** EXERCISE **
The line containing "CC: @stephanlachnit" marks the end: quote every line from the start of the records below through it, word for word.

-------- INPUT DATA --------

PR #1162, opened 2023-09-13
asio: update to 1.28.1

dvrogozh:
This update also has a goal to use benefits of wrapdb fallback mechanism in case original source location (sourceforge.net) is not available. See discussion in #1155.

CC: @stephanlachnit


eli-schwartz (approved):
Thanks!

PR #1163, opened 2023-09-13
jbig2dec: add 0.20

benoit-pierre:
Upstream: https://github.com/ArtifexSoftware/jbig2dec.

### DIFF
--- a/subprojects/packagefiles/jbig2dec/src/jbig2dec.def
+++ b/subprojects/packagefiles/jbig2dec/src/jbig2dec.def
@@ -1,0 +1,13 @@
+EXPORTS
+; Public API.
+jbig2_complete_page
+jbig2_ctx_free
+jbig2_ctx_new_imp
+jbig2_data_in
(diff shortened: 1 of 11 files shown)


subprojects/packagefiles/jbig2dec/src/jbig2dec.def
```diff
@@ -0,0 +1,13 @@
...
+; Public API.
+jbig2_complete_page
+jbig2_ctx_free
+jbig2_ctx_new_imp
+jbig2_data_in
+jbig2_global_ctx_free
+jbig2_make_global_ctx
+jbig2_page_out
+jbig2_release_page
+; Private, but used by the jbig2dec executable.
```
neheb, line 11: that's somewhat interesting. I'm guessing this doesn't use visibility attributes either.

benoit-pierre: Nope, the shared library exports everything…

PR #1164, opened 2023-09-13
libtiff: update to 4.6.0; set library version

bgilbert:
Upstream canonically keeps the library version in `configure.ac` in `current:revision:age` format, and converts it to a version number in the cmake scripts.  Mirror the cmake logic.

Also stop naming the library binary `libtiff4`; upstream doesn't do it.


subprojects/packagefiles/libtiff/libtiff/meson.build
```diff
@@ -65,11 +65,12 @@ if host_machine.system() == 'windows'
 endif
 
 tiff4_lib = library(
-  'tiff4',
```
neheb, line 68: Does this impact the generated pkgconfig file?

bgilbert: The filename is the same, and the only change to the contents is the `-l` argument:

```patch
@@ -6,6 +6,6 @@
 Description: Tag Image File Format (TIFF) library.
 Version: 4.6.0
 Requires.private: libjpeg, liblzma, zlib
-Libs: -L${libdir} -ltiff4
+Libs: -L${libdir} -ltiff
 Libs.private: -lm
 Cflags: -I${includedir}
```

PR #1171, opened 2023-09-15
libarchive: Define `_GNU_SOURCE` when checking for types

PixelyIon:
In glibc, certain types such as `id_t` are gated behind checks for `__USE_XOPEN` and similar defines that are set set when `_GNU_SOURCE` is defines which is done by libarchive's cmake `config.h.in`. Without this, the types visible to meson during the checks and the compiler during compilation can differ resulting in these types can be defined twice which can cause compilation errors.

Here's an excerpt from glibc's `sys/types.h` with `id_t` being conditionally defined:
```c
#if (defined __USE_XOPEN || defined __USE_XOPEN2K8) \
    && !defined __id_t_defined
typedef __id_t id_t;
# define __id_t_defined
#endif
```
and `features.h`:
```c
#ifdef _GNU_SOURCE
# undef  _ISOC95_SOURCE
# define _ISOC95_SOURCE	1
# undef  _ISOC99_SOURCE
# define _ISOC99_SOURCE	1
# undef  _ISOC11_SOURCE
# define _ISOC11_SOURCE	1
# undef  _ISOC2X_SOURCE
# define _ISOC2X_SOURCE	1
# undef  _POSIX_SOURCE
# define _POSIX_SOURCE	1
# undef  _POSIX_C_SOURCE
# define _POSIX_C_SOURCE	200809L
# undef  _XOPEN_SOURCE
# define _XOPEN_SOURCE	700
# undef  _XOPEN_SOURCE_EXTENDED
# define _XOPEN_SOURCE_EXTENDED	1
# undef	 _LARGEFILE64_SOURCE
# define _LARGEFILE64_SOURCE	1
# undef  _DEFAULT_SOURCE
# define _DEFAULT_SOURCE	1
# undef  _ATFILE_SOURCE
# define _ATFILE_SOURCE	1
# undef  _DYNAMIC_STACK_SIZE_SOURCE
# define _DYNAMIC_STACK_SIZE_SOURCE 1
#endif
```


PixelyIon:
Ouch it seems like a list of prefixes was only added in meson 1.0.0, I hope it's an acceptable workaround to use `prefix: '#define _GNU_SOURCE 1\n#include <sys/types.h>'` instead.

subprojects/packagefiles/libarchive/meson.build
```diff
@@ -169,7 +169,7 @@ types = {
 }
 
 foreach t, v : types
-  if not cc.has_type(t, prefix: '#include <sys/types.h>')
+  if not cc.has_type(t, prefix: '#define _GNU_SOURCE 1\n#include <sys/types.h>')
```
benoit-pierre, line 172: You could use `args: '-D_GNU_SOURCE'` too.

dcbaker (approved):

PR #1178, opened 2023-09-16
orcus: try to fix MSYS2 compilation

neheb:


neheb:
need to update instead

PR #1181, opened 2023-09-17
curl: fix compilation with libmicrohttpd

neheb:
Fixes a redefinition error. Most projects that define ssize_t for Windows use ptrdiff_t, not __int64.

While at it since curl is here now, get rid of it in ci_config.


neheb:
figured.

PR #1182, opened 2023-09-17
libnpupnp: update to 5.0.2

neheb:


neheb:
Upstream has this fixed: https://framagit.org/medoc92/npupnp/-/commit/5781a107ab3b31806980e815976639fdff35ac35

ping @medoc92

neheb:
let's just merge. MSVC fails but that's been the case.

PR #2044, opened 2025-04-14
fontconfig: update to 2.16.2

bgilbert:
Prevent several packages from requiring iconv in CI.  The current version of libxml2 disables autodetection for its deps, and we don't have iconv on Windows.


neheb:
Would be interesting to port https://github.com/win-iconv/win-iconv here.

PR #2048, opened 2025-04-17
add win-iconv wrap

Totto16:
See https://github.com/mesonbuild/wrapdb/pull/2044#issuecomment-2802862225 😄 

The latest release is quite old, the diff between then and now has a few changes :(
[see here](https://github.com/win-iconv/win-iconv/compare/v0.0.8...master)
(ref https://github.com/win-iconv/win-iconv/issues/43)
Edit: 0.0.9 released, I will add that later, once this PR is merged

Note: after this PR we can remove all occurrences of `libxml2:iconv=disabled` in the ci_config, as `iconv` can be found on Windows.

~~Question: Why is the ci_config settings not working? Why are non-windows ci jobs not skipped?~~
I should just read the entire log 🤦🏼‍♂️

### DIFF
--- a/subprojects/packagefiles/win-iconv/meson.build
+++ b/subprojects/packagefiles/win-iconv/meson.build
@@ -1,0 +1,60 @@
+project(
+  'win-iconv',
+  'c',
+  version: '0.0.8',
+  meson_version: '>=0.54.0',
+)
+
+if host_machine.system() != 'windows'
+  error(
+    'win-iconv is only supported on windows, and not supported on ' + host_machine.system(),
+  )
+endif
+
+default_libiconv_dll = get_option('default_libiconv_dll')
+
+c_args = [
+  '-D_CRT_SECURE_NO_WARNINGS',
+  '-DUSE_LIBICONV_DLL',
+  '-DDEFAULT_LIBICONV_DLL="' + default_libiconv_dll + '"',
+]
+
+c_lib_args = []
+
+if get_option('default_library') == 'both'
+  error('default_library=both is not supported')
+elif get_option('default_library') == 'shared'
+  c_lib_args += '-DMAKE_DLL'
+endif
+
+src_files = files('win_iconv.c')
+
+iconv_lib = library(
+  'iconv',
+  src_files,
+  c_args: c_args + c_lib_args,
+  vs_module_defs: 'iconv.def',
+  install: true,
+)
+
+win_iconv_dep = declare_dependency(
+  include_directories: include_directories('.'),
+  link_with: iconv_lib,
+)
+
+meson.override_dependency('iconv', win_iconv_dep)
+
+win_iconv = executable(
+  'win_iconv',
+  src_files,
+  c_args: c_args + ['-DMAKE_EXE'],
+  install: true,
+)
+meson.override_find_program('win_iconv', win_iconv)
+
+install_headers('iconv.h')
+
+if get_option('tests')
+  win_iconv_test_exe = executable('win_iconv_test', files('win_iconv_test.c'))
+  test('win_iconv_test', win_iconv_test_exe)
+endif
--- a/subprojects/packagefiles/win-iconv/meson_options.txt
+++ b/subprojects/packagefiles/win-iconv/meson_options.txt
@@ -1,0 +1,13 @@
+option(
+    'tests',
+    type: 'boolean',
+    value: true,
+    description: 'build tests',
+)
+
+option(
+    'default_libiconv_dll',
+    type: 'string',
+    value: '',
+    description: 'comma-separated list of iconv DLLs to try loading at runtime, e.g. "iconv.dll,libiconv.dll"',
+)
--- a/subprojects/win-iconv.wrap
+++ b/subprojects/win-iconv.wrap
@@ -1,0 +1,10 @@
+[wrap-file]
+directory = win-iconv-0.0.8
+source_url = https://github.com/win-iconv/win-iconv/archive/refs/tags/v0.0.8.tar.gz
+source_filename = win-iconv-0.0.8.tar.gz
+source_hash = 23adea990a8303c6e69e32a64a30171efcb1b73824a1c2da1bbf576b0ae7c520
+patch_directory = win-iconv
+
+[provide]
+dependency_names = iconv
+program_names = win_iconv
--- a/ci_config.json
+++ b/ci_config.json
@@ -1308,6 +1308,14 @@
       "wayland:dtd_validation=false"
     ]
   },
+  "win-iconv": {
+    "_comment": "- Requires Windows",
+    "build_on": {
+      "alpine": false,
+      "darwin": false,
+      "linux": false
+    }
+  },
   "x-plane-sdk": {
     "build_options": [
       "x-plane-sdk:cpp=enabled"
--- a/releases.json
+++ b/releases.json
@@ -4064,6 +4064,17 @@
       "0.8.2-1"
     ]
   },
+  "win-iconv": {
+    "dependency_names": [
+      "iconv"
+    ],
+    "program_names": [
+      "win_iconv"
+    ],
+    "versions": [
+      "0.0.8-1"
+    ]
+  },
   "wren": {
     "dependency_names": [
       "wren"


neheb:
```
Exception: Wrap win-iconv failed to configure due to bugs in the wrap, rather than due to being unsupported
```

neheb:
you need to change the commit message to having one of

```
if 'unsupported' in error or 'not supported' in error or 'does not support' in error:
```

subprojects/packagefiles/win-iconv/meson.options
```diff
@@ -0,0 +1,14 @@
+
```
neheb, line 1: I don't think this should start with a newline

subprojects/packagefiles/win-iconv/meson.build
```diff
@@ -0,0 +1,67 @@
...
+  meson_version: '>=1.1.0',
+)
+
+if host_machine.system() != 'windows'
+  error('win-iconv is only supported on windows, and not supported on '
+    + host_machine.system())
+endif
+
+cc = meson.get_compiler('c')
+cc_is_msvc = cc.get_id() in ['clang-cl', 'msvc']
```
neheb, line 14: could avoid with get_argument_syntax

subprojects/packagefiles/win-iconv/meson.build
```diff
@@ -0,0 +1,66 @@
...
+  error('win-iconv is only supported on windows, and not supported on '
+    + host_machine.system())
+endif
+
+cc = meson.get_compiler('c')
+
+c_args = []
+
+if cc.get_argument_syntax() == 'msvc'
+  c_args += '/D_CRT_SECURE_NO_WARNINGS'
```
bgilbert, line 18: Meson will auto-convert `-D`-style defines.

subprojects/packagefiles/win-iconv/meson.build
```diff
@@ -0,0 +1,66 @@
...
+if host_machine.system() != 'windows'
+  error('win-iconv is only supported on windows, and not supported on '
+    + host_machine.system())
+endif
+
+cc = meson.get_compiler('c')
+
+c_args = []
+
+if cc.get_argument_syntax() == 'msvc'
```
bgilbert, line 17: I believe the define is needed with Windows headers, regardless of the compiler.  I'd suggest making the define unconditional since we only support Windows anyway.

subprojects/packagefiles/win-iconv/meson.build
```diff
@@ -0,0 +1,66 @@
...
+
+win_iconv = executable(
+  'win_iconv',
+  src_files,
+  c_args: c_args + ['-DMAKE_EXE'],
+  install: true,
+)
+meson.override_find_program('win_iconv', win_iconv)
+
+install_headers('iconv.h')
```
bgilbert, line 61: Upstream also installs `localcharset.h`.

subprojects/packagefiles/win-iconv/meson.build
```diff
@@ -0,0 +1,66 @@
...
+c_args = []
+
+if cc.get_argument_syntax() == 'msvc'
+  c_args += '/D_CRT_SECURE_NO_WARNINGS'
+endif
+
+libiconv_dll_opt = get_option('libiconv_dll')
+
+if libiconv_dll_opt != ''
+  c_args += '-DUSE_LIBICONV_DLL'
```
bgilbert, line 24: Upstream defines this unconditionally, which lets win-iconv respect the `WINICONV_LIBICONV_DLL` environment variable even if `DEFAULT_LIBICONV_DLL` isn't defined.  Let's define this by default, matching upstream.  If you want, you could add a Meson option to omit it.

subprojects/packagefiles/win-iconv/meson.options
```diff
@@ -0,0 +1,13 @@
...
+    type: 'boolean',
+    value: true,
+    description: 'build tests',
+)
+
+option(
+    'libiconv_dll',
+    type: 'string',
+    value: '',
+    description: 'comma separated list (e.g. "iconv.dll,libiconv.dll"), this is used to get win32 dlls at runtime',
```
bgilbert, line 12: This doesn't seem very clear.  Maybe something like `comma-separated list of iconv DLLs to try loading at runtime, e.g. "iconv.dll,libiconv.dll"`?

subprojects/win-iconv.wrap
```diff
@@ -0,0 +1,10 @@
+[wrap-file]
+directory = win-iconv-0.0.8
+source_url = https://github.com/win-iconv/win-iconv/archive/refs/tags/v0.0.8.tar.gz
+source_filename = win-iconv-0.0.8.tar.gz
+source_hash = 23adea990a8303c6e69e32a64a30171efcb1b73824a1c2da1bbf576b0ae7c520
+patch_directory = win-iconv
+
+[provide]
+iconv = win_iconv_dep
```
bgilbert, line 9: Minor: since `meson.build` unconditionally calls `meson.override_dependency()`, this can be written as

```
dependency_names = iconv
```

subprojects/packagefiles/win-iconv/meson.build
```diff
@@ -0,0 +1,66 @@
+project(
+  'win-iconv',
+  'c',
+  version: '0.0.8',
+  meson_version: '>=1.1.0',
```
bgilbert, line 5: This seems overly restrictive.  Does this wrap require any features from newer Meson versions?

bgilbert (commented):
Looks good generally.  Thanks for doing this!

subprojects/packagefiles/win-iconv/meson.build
neheb: In other wraps, there's a trick to use the /D syntax with get_supported_arguments to apply this define only on MSVC compilers. _CRT_SECURE_NO_WARNING is only valid there.

neheb: yeah.

```
/usr/x86_64-w64-mingw32/include$ grep _CRT_SECURE_NO_WARNINGS *.h
_mingw_mac.h:  "This function or variable may be unsafe, use _CRT_SECURE_NO_WARNINGS to disable deprecation"
_mingw_mac.h:#if !defined (_CRT_SECURE_NO_WARNINGS) || (_CRT_SECURE_CPP_OVERLOAD_STANDARD_NAMES == 0)
```

bgilbert: MinGW headers also use `_CRT_SECURE_NO_WARNINGS` to silence warnings, and in that case the compiler and the argument syntax are GCC.

neheb: hrm looking at it more carefully, you might be right. Interestingly even though there's a define to print a deprecation message, I haven't seen it in practice. I wonder why...

subprojects/packagefiles/win-iconv/meson.build
Totto16: I got a warning, since I didn't specify an explicit version `meson.options` as options files is only supported since 1.1.0 😓

subprojects/packagefiles/win-iconv/meson.build
Totto16: I just copied it from the original Makefile, but they might have done it incorrectly 👍🏼

subprojects/packagefiles/win-iconv/meson.build
bgilbert: Yeah, it's better to call it `meson_options.txt` and let the wrap be used on systems with older Meson.

subprojects/packagefiles/win-iconv/meson.build
Totto16: I changed it to `-D` as it can be also used under MSYS2, see the other comment https://github.com/mesonbuild/wrapdb/pull/2048#discussion_r2051030852

subprojects/win-iconv.wrap
Totto16: yes, but then we need another meson version check, as `meson.override_dependency()` was introduced in 0.60.0 ish (I have to look it up, but it was before 1.0)

subprojects/packagefiles/win-iconv/meson.options
Totto16: I just copied the upstream description and added a clarification, but it is still not very clear, so I'll change it 👍🏼

subprojects/win-iconv.wrap
Totto16: It was introduced in `>=0.54.0` So I'll use that as meson version, which seems reasonable to me, since that is a really old version, which everybody should be able to use 👍🏼

subprojects/packagefiles/win-iconv/meson.build
Totto16: that is only present since 0.0.9, check out the 0.0.8 tag, or my branch in https://github.com/Totto16/wrapdb/tree/udpate_iconv_to_0.0.9 for that version, I tackel that version, after this PR is closed, as stated in the initial description

subprojects/packagefiles/win-iconv/meson_options.txt
```diff
@@ -0,0 +1,13 @@
...
+    type: 'boolean',
+    value: true,
+    description: 'build tests',
+)
+
+option(
+    'libiconv_dll',
+    type: 'string',
+    value: '',
+    description: 'comma-separated list of iconv DLLs to try loading at runtime, e.g. "iconv.dll,libiconv.dll',
```
bgilbert, line 12: Nit: missing trailing `"`.

subprojects/packagefiles/win-iconv/meson_options.txt
```diff
@@ -0,0 +1,13 @@
+option(
+    'tests',
+    type: 'boolean',
+    value: true,
+    description: 'build tests',
+)
+
+option(
+    'libiconv_dll',
```
bgilbert, line 9: Hmm, maybe `default_libiconv_dll` would be clearer?

subprojects/packagefiles/win-iconv/meson.build
bgilbert: Whoops, good call.

PR #2049, opened 2025-04-17
oatpp, oatpp-test: update to 1.3.1 

Totto16:
This updates `oatpp` and `oatpp-test` to the latest upstream release.

This fixes a few issue with this wrap, we had earlier, like the incorrect tests on windows (see #1031)


jpakkane:
```
stderr:
pure virtual method called
terminate called without an active exception
```

Totto16:
I think upstream doesnt support riscv, and back when this was introduced, there was no riscv CI 🤔

Totto16:
I changed some things, so that the ci_config also allows excluding certain architectures, feel free to suggest or ways on how to solve this in a better way.

But riscv is currently not yet officially supported, which I think might be the case for many packages, but this one actually fails, the reason is probably strange, but I didn't bother investigating.

Totto16:
> Most projects shouldn't care about the CPU architecture at all, some will have architecture-specific optimizations but should fall back to generic code, and only a few specialized projects will be targeted to specific architectures. I'm not sure it makes sense to add an architecture filter to CI, since in most cases arch-specific failures reflect a genuine bug and the filter will encourage the bug to be ignored.

I agree with you, but the "problem" with that is, that meson wraps can't add patches, the upstream doesn't make releases that often and also don't support riscv officially. So I am not sure how and if they are gonna fix that bug. 

I agree, that most of the time that is not really needed, but there might be some cases, where e.g. 32 bit platforms are not supported anymore, this might come up in the future. I'll remove that stuff from this PR, and try to debug the error.

If the error doesn't exist with the official buildsystem (who knows 🤷🏼‍♂️), as I couldn't find any issue or PR regarding that issue, this build definition has an error, otherwise there is little we / I can do, to make the tests pass.  

So if the error exists, upstream doesn't care (at least atm) about riscv, as there are, at least atm, not that many users, could this PR be merged despite the riscv tests fail?  I don't love that, but blocking all other architectures, just because one architecture is not supported, and we test that in the CI is also not that great of an option. 

And I also don't love that, as nowhere (Except this PR) that thing is documented, I could leave the riscv detection in the code, so that the CI hard fails, but all in all there are no great options IMO 🤷🏼‍♂️

bgilbert:
My preference, and I think the general approach in this repo, is to omit the explicit riscv detection from `meson.build`, and merge with the riscv tests failing.  Since upstream doesn't explicitly refuse to support riscv (as far as I know), we shouldn't enforce that in `meson.build`.

It's not unusual to merge PRs here with some CI failures, either for harmless issues (e.g. tests that are known to be broken) or for real problems which are not regressions.  As you say, there are problems that our own policies prevent us from fixing downstream.

If you're able to reproduce the riscv failure with the upstream build system, then it'd be good to report it to upstream.  But that isn't a requirement for merging here.

Totto16:
I confirmed, that the issue also exists, when build with the upstream build system. So I reverted every change regarding the ci config. I might eventually file an issue upstream, but they don't even have a CI and I never use riscv 🤷🏼‍♂️ 

So this should be mergable with the test for riscv failing

subprojects/packagefiles/oatpp/meson.build
```diff
@@ -1,23 +1,21 @@
-
 project(
   'oatpp',
   'cpp',
   default_options: ['default_library=static', 'cpp_std=c++11'],
-  version: '1.3.0',
+  version: '1.3.1',
   license: 'Apache-2.0',
+  meson_version: '>=1.3.0',
```
bgilbert, line 7: Why is this needed now?

subprojects/packagefiles/oatpp/meson.build
```diff
@@ -92,7 +86,15 @@ if is_msvc_or_similar
   )
 endif
 
-
+proj_flags = cpp.get_supported_arguments(
+  '-Wno-unused-parameter',
+  '-Wno-pessimizing-move',
+  '-Wno-unknown-warning-option',
```
bgilbert, line 92: I'm okay with matching upstream here, but FWIW in Meson all dubious compiler options should be wrapped in `get_supported_arguments()` or similar, so this shouldn't be needed.

Totto16:
Oh shit, it already got merged 😓

Totto16:
Should I do a `-2` revision, with the changes regarding your reviews @bgilbert

bgilbert:
Yeah, please do.

subprojects/packagefiles/oatpp/src/meson.build
```diff
@@ -42,6 +42,11 @@ endforeach
 
 
 foreach oatpp_module : oatpp_modules
+  if (oatpp_module == 'oatpp-tests') and not allowed
```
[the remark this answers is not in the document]
Totto16: Addressed in #2053

subprojects/packagefiles/oatpp/meson.build
Totto16: Addressed in #2053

--------

** RESULT **
PR #1162, opened 2023-09-13
asio: update to 1.28.1

dvrogozh:
This update also has a goal to use benefits of wrapdb fallback mechanism in case original source location (sourceforge.net) is not available. See discussion in #1155.

CC: @stephanlachnit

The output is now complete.